YOUR GOAL ▸ Where a line of the data below has the string "notice", copy that line.

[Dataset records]
********************
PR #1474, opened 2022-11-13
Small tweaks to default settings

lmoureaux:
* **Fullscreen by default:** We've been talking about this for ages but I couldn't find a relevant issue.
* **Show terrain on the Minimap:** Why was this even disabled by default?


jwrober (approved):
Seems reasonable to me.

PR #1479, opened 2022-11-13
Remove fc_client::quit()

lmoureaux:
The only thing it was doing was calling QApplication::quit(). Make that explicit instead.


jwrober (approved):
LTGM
********************
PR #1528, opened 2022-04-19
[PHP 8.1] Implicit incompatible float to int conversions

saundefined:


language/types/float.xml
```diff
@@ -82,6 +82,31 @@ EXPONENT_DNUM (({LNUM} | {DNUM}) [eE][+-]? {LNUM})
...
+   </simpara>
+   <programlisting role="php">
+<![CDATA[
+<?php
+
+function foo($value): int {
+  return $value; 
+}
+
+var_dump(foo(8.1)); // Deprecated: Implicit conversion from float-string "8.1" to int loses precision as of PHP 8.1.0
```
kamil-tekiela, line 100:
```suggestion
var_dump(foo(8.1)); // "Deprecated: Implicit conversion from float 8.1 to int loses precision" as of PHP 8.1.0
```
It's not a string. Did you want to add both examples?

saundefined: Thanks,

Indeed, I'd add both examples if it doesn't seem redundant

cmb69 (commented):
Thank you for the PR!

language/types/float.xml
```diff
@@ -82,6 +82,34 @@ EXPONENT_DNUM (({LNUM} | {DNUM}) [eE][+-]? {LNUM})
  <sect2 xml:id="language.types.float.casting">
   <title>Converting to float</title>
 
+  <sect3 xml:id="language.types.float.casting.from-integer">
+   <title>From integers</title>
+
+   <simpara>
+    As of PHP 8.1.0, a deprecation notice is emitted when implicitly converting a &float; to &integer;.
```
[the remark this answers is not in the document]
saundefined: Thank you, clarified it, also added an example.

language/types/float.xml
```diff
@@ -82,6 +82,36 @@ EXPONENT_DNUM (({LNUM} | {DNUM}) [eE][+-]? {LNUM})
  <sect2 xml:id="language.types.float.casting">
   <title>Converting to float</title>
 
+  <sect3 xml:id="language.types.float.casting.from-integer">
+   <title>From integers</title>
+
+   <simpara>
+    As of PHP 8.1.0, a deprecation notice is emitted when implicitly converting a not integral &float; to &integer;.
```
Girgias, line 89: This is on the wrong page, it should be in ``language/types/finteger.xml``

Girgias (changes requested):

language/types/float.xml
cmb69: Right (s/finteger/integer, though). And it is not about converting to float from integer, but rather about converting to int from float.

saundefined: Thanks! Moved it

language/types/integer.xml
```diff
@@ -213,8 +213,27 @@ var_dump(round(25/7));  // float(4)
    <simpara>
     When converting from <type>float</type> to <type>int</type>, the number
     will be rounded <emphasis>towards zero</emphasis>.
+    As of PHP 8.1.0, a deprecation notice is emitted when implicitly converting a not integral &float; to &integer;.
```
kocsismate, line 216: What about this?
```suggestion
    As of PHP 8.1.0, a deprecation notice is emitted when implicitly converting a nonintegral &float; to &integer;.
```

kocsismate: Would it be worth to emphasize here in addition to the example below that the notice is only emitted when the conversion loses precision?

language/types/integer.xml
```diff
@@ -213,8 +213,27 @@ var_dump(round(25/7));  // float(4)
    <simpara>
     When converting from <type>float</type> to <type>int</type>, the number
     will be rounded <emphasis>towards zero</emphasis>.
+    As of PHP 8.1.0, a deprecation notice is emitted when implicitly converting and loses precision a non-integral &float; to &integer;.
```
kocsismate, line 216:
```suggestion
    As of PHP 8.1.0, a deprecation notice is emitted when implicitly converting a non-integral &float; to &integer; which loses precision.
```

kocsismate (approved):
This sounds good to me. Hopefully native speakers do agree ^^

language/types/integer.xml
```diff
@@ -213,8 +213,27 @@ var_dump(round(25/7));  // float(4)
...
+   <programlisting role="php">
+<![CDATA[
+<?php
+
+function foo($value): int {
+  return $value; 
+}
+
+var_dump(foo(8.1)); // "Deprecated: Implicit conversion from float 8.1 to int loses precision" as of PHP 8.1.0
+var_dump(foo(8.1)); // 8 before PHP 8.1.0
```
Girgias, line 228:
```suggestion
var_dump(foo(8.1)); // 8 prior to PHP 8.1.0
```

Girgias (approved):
********************
EXERCISE RESULT ▸
+    As of PHP 8.1.0, a deprecation notice is emitted when implicitly converting a &float; to &integer;.
+    As of PHP 8.1.0, a deprecation notice is emitted when implicitly converting a not integral &float; to &integer;.
+    As of PHP 8.1.0, a deprecation notice is emitted when implicitly converting a not integral &float; to &integer;.
    As of PHP 8.1.0, a deprecation notice is emitted when implicitly converting a nonintegral &float; to &integer;.
kocsismate: Would it be worth to emphasize here in addition to the example below that the notice is only emitted when the conversion loses precision?
+    As of PHP 8.1.0, a deprecation notice is emitted when implicitly converting and loses precision a non-integral &float; to &integer;.
    As of PHP 8.1.0, a deprecation notice is emitted when implicitly converting a non-integral &float; to &integer; which loses precision.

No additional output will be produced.